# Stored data
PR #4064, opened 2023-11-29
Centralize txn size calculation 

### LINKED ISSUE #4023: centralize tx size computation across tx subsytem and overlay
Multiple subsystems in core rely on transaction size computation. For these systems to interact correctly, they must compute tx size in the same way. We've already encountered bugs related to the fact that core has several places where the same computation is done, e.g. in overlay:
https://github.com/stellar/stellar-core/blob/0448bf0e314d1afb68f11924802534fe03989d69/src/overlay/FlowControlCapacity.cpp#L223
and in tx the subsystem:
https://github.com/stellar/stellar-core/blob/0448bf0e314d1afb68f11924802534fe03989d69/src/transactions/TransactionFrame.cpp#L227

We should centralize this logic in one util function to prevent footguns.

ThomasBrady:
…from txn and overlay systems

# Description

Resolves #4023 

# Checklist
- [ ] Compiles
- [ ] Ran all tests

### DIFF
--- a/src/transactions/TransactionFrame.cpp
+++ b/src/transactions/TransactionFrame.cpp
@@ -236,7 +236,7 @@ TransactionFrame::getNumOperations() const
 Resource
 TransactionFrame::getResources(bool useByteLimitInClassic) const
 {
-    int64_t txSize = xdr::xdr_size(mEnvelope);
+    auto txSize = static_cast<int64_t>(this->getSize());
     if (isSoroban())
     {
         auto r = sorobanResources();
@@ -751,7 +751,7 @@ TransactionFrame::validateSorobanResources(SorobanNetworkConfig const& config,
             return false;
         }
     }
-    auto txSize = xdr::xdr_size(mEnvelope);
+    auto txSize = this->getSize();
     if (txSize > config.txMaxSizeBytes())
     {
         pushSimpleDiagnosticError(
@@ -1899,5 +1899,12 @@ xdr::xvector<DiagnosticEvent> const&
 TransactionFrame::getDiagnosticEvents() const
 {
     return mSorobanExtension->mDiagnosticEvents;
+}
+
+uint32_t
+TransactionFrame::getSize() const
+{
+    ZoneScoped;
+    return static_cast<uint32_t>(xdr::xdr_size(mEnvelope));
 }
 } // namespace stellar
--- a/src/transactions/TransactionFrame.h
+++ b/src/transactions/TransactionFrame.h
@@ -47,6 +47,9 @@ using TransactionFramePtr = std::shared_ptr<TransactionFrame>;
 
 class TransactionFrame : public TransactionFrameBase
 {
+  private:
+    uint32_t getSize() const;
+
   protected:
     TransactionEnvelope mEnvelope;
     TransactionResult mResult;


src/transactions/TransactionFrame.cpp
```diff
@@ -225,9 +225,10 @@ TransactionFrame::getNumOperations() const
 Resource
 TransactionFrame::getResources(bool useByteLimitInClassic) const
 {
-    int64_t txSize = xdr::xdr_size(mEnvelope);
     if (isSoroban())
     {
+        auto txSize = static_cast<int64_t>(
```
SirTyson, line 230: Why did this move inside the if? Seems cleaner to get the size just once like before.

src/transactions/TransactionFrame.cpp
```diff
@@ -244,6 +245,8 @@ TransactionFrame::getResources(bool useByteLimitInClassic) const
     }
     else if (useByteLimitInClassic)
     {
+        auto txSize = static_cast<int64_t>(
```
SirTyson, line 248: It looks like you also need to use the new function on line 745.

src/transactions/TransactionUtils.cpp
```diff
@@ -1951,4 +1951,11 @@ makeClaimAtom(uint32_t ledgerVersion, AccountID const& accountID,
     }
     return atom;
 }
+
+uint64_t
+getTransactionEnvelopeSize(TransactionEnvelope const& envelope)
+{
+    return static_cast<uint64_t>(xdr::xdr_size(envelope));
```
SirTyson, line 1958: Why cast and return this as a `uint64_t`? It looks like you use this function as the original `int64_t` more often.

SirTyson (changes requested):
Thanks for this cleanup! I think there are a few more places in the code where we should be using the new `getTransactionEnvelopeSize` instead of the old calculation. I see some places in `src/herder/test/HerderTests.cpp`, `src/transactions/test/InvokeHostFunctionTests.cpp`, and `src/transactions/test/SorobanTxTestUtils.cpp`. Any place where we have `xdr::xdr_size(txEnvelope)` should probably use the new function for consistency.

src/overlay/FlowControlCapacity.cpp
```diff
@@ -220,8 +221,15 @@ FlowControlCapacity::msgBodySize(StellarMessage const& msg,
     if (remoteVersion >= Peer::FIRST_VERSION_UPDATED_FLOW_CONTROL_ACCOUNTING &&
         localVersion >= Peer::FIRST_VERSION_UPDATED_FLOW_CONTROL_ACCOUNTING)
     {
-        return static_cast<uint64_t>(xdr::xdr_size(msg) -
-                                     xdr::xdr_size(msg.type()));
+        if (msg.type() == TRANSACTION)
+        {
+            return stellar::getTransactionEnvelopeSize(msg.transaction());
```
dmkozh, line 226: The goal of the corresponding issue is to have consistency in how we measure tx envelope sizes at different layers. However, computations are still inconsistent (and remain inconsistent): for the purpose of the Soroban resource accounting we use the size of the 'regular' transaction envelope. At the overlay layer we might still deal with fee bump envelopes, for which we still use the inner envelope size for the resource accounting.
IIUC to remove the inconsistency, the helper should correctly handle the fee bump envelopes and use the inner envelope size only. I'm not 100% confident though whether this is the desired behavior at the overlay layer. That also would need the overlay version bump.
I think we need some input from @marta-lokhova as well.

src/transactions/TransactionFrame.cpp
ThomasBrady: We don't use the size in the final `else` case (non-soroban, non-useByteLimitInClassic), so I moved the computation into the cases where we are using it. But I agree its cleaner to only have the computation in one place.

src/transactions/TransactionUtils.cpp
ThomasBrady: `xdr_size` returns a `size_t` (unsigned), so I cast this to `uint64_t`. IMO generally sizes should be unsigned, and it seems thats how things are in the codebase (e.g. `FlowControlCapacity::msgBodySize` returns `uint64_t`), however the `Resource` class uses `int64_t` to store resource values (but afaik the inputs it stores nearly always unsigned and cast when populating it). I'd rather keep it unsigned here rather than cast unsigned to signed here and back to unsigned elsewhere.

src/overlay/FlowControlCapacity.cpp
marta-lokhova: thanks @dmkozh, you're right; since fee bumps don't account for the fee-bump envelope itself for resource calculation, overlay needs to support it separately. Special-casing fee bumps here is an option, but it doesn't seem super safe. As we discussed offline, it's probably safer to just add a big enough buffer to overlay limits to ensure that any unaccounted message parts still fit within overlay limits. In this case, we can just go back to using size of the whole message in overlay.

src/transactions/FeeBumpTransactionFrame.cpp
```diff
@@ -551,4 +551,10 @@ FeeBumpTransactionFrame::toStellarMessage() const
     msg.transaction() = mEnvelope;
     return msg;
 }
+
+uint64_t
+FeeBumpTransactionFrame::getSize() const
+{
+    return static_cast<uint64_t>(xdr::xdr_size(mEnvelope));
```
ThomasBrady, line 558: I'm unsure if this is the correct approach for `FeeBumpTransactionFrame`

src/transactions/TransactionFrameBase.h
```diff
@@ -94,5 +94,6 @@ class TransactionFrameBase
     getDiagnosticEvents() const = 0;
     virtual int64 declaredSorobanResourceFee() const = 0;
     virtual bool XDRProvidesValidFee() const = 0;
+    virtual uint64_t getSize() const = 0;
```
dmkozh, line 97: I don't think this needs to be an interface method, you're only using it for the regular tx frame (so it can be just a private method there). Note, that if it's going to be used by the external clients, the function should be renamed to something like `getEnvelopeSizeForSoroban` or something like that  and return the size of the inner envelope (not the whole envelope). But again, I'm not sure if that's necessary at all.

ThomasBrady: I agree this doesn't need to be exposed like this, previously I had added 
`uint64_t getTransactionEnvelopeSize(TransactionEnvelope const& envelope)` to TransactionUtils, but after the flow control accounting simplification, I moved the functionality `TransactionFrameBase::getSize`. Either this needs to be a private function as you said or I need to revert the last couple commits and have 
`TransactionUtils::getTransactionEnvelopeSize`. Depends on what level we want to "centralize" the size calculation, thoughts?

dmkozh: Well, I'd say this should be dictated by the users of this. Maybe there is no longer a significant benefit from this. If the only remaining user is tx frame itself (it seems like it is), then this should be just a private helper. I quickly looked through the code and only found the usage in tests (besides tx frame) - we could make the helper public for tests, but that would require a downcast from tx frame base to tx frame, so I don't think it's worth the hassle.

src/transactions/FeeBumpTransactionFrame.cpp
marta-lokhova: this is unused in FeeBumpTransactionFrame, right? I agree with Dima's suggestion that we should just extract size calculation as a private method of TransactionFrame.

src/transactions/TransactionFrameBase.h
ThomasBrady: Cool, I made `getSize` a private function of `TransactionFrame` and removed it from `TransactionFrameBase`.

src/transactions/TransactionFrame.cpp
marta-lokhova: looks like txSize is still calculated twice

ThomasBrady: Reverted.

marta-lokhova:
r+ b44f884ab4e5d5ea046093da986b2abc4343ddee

# EXERCISE DIRECTIONS
Filter the entries and keep only the lines holding "ThomasBrady".

# TASK SOLUTION
ThomasBrady:
ThomasBrady: We don't use the size in the final `else` case (non-soroban, non-useByteLimitInClassic), so I moved the computation into the cases where we are using it. But I agree its cleaner to only have the computation in one place.
ThomasBrady: `xdr_size` returns a `size_t` (unsigned), so I cast this to `uint64_t`. IMO generally sizes should be unsigned, and it seems thats how things are in the codebase (e.g. `FlowControlCapacity::msgBodySize` returns `uint64_t`), however the `Resource` class uses `int64_t` to store resource values (but afaik the inputs it stores nearly always unsigned and cast when populating it). I'd rather keep it unsigned here rather than cast unsigned to signed here and back to unsigned elsewhere.
ThomasBrady, line 558: I'm unsure if this is the correct approach for `FeeBumpTransactionFrame`
ThomasBrady: I agree this doesn't need to be exposed like this, previously I had added 
ThomasBrady: Cool, I made `getSize` a private function of `TransactionFrame` and removed it from `TransactionFrameBase`.
ThomasBrady: Reverted.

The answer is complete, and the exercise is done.